Each line from the one holding "Refactor createAddress, moving" to the end of the data below must be output verbatim, with no other lines.

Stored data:
++++++++
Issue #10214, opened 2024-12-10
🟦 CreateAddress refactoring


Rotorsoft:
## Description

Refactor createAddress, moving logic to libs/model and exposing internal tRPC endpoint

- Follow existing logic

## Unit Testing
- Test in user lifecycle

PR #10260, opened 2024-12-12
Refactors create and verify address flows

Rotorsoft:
++++++++
(EXPECTED ANSWER)
Refactor createAddress, moving logic to libs/model and exposing internal tRPC endpoint

- Follow existing logic

## Unit Testing
- Test in user lifecycle

PR #10260, opened 2024-12-12
Refactors create and verify address flows

Rotorsoft:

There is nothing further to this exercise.